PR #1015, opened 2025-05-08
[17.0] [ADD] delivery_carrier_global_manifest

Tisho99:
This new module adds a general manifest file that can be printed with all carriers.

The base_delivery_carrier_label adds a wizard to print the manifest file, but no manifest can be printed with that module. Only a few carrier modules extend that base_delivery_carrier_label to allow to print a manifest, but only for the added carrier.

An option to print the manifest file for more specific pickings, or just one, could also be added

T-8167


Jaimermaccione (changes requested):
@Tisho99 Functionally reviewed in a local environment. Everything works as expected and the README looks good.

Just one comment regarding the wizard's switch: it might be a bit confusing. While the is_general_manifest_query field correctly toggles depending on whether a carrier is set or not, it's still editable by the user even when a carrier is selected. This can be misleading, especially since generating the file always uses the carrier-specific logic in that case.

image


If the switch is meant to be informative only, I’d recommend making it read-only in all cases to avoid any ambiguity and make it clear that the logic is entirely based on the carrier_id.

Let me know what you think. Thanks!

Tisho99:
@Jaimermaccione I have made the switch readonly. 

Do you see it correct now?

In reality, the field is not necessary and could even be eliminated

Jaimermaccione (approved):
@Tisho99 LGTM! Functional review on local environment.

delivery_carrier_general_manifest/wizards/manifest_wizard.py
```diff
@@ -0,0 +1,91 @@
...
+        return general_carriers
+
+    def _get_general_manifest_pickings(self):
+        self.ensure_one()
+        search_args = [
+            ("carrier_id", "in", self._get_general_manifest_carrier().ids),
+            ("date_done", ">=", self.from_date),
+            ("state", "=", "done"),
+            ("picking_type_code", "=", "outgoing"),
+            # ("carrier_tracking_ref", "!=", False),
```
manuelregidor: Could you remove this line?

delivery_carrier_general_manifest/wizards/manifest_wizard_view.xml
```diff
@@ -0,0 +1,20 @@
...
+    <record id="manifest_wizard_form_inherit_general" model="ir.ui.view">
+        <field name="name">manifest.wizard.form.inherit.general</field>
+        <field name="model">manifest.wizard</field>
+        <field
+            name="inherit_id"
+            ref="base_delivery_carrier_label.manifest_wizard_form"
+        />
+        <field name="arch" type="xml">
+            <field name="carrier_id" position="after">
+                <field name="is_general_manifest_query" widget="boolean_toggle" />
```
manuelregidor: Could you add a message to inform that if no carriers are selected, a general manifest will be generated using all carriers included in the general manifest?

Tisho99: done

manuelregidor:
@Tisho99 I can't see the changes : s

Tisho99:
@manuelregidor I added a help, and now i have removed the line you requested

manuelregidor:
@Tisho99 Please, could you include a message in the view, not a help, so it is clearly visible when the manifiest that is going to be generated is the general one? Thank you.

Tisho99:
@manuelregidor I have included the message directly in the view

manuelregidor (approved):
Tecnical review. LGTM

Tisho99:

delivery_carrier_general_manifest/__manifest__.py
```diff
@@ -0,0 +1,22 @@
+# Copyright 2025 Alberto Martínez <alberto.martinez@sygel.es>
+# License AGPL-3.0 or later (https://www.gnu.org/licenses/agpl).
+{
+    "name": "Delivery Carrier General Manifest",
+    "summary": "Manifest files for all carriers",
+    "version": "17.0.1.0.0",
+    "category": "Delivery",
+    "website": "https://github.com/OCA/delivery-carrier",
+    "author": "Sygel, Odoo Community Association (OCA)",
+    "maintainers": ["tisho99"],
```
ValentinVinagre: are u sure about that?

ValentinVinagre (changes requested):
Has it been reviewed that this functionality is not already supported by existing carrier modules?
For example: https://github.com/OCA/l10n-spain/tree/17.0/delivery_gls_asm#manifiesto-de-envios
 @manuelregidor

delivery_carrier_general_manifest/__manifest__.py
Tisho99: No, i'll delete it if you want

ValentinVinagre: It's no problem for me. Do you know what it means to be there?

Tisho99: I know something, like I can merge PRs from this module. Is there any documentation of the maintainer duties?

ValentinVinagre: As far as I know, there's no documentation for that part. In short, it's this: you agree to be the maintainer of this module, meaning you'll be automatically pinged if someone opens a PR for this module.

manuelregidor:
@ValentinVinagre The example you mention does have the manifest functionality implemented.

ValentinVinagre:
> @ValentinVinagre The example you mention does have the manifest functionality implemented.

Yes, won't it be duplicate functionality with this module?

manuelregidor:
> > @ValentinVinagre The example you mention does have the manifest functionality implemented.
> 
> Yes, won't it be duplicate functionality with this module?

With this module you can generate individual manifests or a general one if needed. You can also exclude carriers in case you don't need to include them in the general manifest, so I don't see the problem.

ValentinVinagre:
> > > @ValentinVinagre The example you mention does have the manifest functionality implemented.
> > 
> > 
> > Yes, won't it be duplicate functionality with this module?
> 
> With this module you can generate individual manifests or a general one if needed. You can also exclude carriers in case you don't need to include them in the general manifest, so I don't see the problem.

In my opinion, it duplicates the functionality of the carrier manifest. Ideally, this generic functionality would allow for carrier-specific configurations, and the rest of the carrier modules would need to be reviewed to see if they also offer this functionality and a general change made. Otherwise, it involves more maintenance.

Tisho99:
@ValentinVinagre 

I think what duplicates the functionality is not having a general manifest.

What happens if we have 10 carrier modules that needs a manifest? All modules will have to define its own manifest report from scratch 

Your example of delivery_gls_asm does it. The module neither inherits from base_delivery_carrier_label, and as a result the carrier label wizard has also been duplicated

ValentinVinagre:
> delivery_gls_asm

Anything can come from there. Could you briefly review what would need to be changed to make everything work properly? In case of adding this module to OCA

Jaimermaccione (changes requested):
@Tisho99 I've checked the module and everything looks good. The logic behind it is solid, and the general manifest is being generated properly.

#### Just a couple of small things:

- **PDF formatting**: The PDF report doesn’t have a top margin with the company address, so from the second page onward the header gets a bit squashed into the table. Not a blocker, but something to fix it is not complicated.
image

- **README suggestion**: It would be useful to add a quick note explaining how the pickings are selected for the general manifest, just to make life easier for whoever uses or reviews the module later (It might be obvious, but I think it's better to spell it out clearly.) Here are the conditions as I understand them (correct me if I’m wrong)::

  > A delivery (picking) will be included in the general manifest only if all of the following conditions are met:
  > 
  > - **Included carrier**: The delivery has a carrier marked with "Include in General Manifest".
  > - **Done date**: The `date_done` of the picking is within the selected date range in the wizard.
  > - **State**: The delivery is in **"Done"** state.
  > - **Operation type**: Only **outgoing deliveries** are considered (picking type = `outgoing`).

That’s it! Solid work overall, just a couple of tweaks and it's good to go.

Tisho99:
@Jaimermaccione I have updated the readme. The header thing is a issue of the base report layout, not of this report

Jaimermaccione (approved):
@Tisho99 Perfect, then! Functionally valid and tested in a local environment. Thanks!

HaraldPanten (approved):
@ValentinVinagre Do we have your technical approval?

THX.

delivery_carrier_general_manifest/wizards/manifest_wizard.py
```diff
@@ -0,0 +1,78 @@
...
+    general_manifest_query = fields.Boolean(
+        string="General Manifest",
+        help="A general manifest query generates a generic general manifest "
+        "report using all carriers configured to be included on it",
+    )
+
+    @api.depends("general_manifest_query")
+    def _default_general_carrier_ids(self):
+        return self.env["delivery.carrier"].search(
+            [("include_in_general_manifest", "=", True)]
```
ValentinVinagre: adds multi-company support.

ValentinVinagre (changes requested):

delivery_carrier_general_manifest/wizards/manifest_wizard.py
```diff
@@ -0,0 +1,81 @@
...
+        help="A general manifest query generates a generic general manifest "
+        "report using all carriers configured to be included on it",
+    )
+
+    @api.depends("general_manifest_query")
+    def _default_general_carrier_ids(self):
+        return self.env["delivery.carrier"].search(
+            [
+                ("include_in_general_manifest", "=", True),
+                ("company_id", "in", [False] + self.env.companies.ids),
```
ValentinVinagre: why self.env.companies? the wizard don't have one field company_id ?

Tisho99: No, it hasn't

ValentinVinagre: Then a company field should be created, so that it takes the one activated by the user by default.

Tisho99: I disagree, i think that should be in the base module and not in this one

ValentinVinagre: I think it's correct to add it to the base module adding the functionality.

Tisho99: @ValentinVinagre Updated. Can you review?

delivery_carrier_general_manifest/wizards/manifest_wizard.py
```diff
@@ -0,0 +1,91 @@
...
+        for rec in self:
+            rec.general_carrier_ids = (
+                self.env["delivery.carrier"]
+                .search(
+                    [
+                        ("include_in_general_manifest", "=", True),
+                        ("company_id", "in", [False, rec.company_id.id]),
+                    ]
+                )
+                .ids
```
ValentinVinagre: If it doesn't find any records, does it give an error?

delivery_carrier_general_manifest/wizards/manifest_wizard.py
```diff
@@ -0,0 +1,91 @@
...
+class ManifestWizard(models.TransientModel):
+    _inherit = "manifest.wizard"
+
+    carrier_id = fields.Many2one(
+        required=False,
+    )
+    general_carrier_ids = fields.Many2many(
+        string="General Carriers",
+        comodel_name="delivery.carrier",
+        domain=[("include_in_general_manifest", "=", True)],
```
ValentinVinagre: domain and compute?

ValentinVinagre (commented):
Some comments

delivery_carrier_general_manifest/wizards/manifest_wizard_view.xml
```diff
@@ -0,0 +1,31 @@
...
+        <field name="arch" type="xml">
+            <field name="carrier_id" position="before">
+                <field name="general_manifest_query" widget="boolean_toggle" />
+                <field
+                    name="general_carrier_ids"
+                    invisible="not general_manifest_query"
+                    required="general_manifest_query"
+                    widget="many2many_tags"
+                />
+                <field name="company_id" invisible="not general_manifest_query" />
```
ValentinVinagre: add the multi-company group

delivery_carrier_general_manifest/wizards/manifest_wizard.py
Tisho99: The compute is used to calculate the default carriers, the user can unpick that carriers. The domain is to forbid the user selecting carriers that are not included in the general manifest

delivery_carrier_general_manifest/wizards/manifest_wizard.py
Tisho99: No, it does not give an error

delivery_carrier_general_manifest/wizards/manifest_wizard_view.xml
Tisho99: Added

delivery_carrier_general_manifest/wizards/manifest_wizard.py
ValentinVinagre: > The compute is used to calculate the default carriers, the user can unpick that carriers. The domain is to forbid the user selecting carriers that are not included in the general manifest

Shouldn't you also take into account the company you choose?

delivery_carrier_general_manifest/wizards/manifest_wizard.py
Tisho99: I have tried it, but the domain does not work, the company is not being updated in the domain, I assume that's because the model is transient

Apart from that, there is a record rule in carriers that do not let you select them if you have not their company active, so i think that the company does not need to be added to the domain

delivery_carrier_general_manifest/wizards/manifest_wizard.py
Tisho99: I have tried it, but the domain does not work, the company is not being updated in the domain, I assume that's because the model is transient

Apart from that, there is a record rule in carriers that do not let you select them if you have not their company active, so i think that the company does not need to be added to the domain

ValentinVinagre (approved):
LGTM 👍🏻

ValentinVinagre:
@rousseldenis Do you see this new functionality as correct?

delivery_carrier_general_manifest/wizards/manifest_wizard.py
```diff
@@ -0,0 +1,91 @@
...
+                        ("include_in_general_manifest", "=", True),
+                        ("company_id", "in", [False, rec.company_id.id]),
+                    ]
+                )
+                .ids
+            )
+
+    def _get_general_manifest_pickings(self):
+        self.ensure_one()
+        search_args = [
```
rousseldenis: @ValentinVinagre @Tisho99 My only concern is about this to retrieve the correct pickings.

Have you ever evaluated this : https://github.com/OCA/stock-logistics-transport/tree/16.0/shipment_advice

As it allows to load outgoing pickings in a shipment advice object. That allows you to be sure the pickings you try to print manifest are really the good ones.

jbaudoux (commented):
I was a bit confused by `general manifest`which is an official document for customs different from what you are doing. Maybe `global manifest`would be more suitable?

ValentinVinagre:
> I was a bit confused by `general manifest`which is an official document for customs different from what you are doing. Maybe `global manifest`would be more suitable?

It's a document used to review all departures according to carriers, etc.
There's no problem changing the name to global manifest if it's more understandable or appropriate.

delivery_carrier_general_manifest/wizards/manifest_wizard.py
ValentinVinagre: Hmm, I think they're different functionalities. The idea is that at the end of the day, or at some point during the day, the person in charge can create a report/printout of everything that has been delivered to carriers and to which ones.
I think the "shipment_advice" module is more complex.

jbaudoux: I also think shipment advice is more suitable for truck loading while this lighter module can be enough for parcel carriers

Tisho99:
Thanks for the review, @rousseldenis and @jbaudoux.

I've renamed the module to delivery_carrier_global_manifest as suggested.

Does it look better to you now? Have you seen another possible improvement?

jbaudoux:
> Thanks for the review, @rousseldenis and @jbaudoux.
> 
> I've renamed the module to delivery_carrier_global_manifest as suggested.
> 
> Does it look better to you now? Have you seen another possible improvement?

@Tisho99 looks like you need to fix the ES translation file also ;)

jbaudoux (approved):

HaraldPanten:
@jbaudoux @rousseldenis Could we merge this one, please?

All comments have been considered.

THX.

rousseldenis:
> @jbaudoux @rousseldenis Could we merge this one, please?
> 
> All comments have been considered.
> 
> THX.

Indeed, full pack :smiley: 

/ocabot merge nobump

= = = =

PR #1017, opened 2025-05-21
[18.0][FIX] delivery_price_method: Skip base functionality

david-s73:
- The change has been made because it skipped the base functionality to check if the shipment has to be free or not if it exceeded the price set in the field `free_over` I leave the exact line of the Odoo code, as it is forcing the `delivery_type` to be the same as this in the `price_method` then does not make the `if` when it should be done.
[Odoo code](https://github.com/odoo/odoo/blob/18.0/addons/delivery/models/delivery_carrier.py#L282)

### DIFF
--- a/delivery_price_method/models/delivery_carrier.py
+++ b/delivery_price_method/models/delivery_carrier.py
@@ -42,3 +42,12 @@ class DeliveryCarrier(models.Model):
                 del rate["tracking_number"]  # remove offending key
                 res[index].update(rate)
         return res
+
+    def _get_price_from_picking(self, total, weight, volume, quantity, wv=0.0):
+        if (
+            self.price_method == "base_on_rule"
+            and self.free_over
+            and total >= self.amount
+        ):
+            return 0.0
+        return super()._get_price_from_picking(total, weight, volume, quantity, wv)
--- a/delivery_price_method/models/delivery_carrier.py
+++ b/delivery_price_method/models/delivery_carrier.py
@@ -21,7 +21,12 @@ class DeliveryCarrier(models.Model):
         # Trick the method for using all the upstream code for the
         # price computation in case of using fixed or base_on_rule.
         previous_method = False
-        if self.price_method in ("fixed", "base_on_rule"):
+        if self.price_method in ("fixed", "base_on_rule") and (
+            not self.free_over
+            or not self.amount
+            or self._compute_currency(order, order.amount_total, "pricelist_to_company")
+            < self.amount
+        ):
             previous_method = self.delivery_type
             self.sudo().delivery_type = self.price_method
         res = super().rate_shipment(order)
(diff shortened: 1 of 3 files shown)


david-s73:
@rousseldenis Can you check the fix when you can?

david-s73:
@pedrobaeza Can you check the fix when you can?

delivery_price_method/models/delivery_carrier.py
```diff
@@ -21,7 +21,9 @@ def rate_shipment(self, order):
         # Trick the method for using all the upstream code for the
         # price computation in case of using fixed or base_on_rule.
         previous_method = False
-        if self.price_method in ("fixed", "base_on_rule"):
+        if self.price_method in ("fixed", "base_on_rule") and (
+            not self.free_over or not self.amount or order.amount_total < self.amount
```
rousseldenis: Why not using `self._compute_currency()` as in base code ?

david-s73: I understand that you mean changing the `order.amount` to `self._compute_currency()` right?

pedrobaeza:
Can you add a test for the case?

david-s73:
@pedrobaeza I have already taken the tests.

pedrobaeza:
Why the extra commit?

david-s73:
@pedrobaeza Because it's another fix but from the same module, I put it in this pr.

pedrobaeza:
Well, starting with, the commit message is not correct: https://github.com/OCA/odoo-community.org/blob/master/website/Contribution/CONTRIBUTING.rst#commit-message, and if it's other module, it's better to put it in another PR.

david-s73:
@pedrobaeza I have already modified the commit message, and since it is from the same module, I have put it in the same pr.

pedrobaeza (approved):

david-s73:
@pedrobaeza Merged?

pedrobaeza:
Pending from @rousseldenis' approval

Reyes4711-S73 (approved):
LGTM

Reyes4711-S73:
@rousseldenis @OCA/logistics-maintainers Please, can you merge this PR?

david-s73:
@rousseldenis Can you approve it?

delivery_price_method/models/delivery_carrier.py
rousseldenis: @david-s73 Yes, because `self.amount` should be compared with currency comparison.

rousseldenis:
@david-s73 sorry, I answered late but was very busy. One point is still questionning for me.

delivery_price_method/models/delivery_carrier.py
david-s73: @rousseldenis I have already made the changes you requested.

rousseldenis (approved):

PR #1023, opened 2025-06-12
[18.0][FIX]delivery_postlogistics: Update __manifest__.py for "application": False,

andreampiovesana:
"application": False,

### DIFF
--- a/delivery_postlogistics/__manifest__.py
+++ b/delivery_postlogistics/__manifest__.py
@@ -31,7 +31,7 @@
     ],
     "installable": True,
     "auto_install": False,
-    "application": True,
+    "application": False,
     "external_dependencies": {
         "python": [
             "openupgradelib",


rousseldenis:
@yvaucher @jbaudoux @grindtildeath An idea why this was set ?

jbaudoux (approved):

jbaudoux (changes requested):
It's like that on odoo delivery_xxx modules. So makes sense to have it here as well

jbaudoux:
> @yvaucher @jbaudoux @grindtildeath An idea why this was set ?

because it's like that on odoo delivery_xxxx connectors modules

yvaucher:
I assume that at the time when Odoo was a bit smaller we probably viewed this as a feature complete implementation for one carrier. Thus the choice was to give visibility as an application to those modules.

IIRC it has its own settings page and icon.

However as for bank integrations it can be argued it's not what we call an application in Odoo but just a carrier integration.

= = = =

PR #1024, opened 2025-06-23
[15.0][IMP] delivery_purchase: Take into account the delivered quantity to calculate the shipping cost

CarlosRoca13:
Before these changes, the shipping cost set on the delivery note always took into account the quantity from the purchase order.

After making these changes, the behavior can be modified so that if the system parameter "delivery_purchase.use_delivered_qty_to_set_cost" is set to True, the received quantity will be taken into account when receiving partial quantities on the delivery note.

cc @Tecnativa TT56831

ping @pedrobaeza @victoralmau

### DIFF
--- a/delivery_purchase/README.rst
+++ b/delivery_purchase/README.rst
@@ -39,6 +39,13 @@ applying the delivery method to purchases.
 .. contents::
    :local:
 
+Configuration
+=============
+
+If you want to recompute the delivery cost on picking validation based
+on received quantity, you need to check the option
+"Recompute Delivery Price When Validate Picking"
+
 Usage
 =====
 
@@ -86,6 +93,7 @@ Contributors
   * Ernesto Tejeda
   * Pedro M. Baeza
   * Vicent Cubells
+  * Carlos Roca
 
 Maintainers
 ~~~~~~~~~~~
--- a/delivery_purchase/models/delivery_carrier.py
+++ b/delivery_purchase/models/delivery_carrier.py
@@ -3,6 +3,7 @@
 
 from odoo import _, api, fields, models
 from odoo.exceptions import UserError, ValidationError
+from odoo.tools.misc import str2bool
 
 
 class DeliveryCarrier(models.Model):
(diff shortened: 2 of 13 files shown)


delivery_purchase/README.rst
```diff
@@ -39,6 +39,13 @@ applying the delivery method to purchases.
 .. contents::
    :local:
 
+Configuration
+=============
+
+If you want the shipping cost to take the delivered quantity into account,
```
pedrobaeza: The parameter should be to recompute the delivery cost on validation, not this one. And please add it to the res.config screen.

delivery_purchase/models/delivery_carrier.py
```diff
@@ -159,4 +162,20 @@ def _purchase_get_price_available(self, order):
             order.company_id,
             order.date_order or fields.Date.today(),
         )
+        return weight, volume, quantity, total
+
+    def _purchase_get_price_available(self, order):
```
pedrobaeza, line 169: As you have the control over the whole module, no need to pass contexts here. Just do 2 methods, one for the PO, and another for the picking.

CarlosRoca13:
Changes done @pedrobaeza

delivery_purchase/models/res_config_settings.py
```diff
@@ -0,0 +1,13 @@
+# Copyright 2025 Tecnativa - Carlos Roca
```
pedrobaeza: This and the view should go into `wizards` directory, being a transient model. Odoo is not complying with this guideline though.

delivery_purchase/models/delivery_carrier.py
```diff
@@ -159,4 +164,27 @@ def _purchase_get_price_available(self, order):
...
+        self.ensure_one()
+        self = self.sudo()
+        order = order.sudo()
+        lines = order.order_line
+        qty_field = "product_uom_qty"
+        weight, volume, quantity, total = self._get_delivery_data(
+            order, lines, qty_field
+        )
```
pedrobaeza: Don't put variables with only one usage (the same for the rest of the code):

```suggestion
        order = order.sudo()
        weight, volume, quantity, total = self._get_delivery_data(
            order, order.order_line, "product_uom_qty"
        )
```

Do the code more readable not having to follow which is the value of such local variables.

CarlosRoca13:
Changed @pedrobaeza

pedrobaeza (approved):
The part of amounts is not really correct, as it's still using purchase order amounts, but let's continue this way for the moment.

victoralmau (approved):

= = = =

- WHAT IS BEING ASKED: For the material above, reproduce exactly the lines from the line with "There's no problem" to the line with "is more complex.", inclusive, and exclude all others.

- RESULT BELOW:
There's no problem changing the name to global manifest if it's more understandable or appropriate.

delivery_carrier_general_manifest/wizards/manifest_wizard.py
ValentinVinagre: Hmm, I think they're different functionalities. The idea is that at the end of the day, or at some point during the day, the person in charge can create a report/printout of everything that has been delivered to carriers and to which ones.
I think the "shipment_advice" module is more complex.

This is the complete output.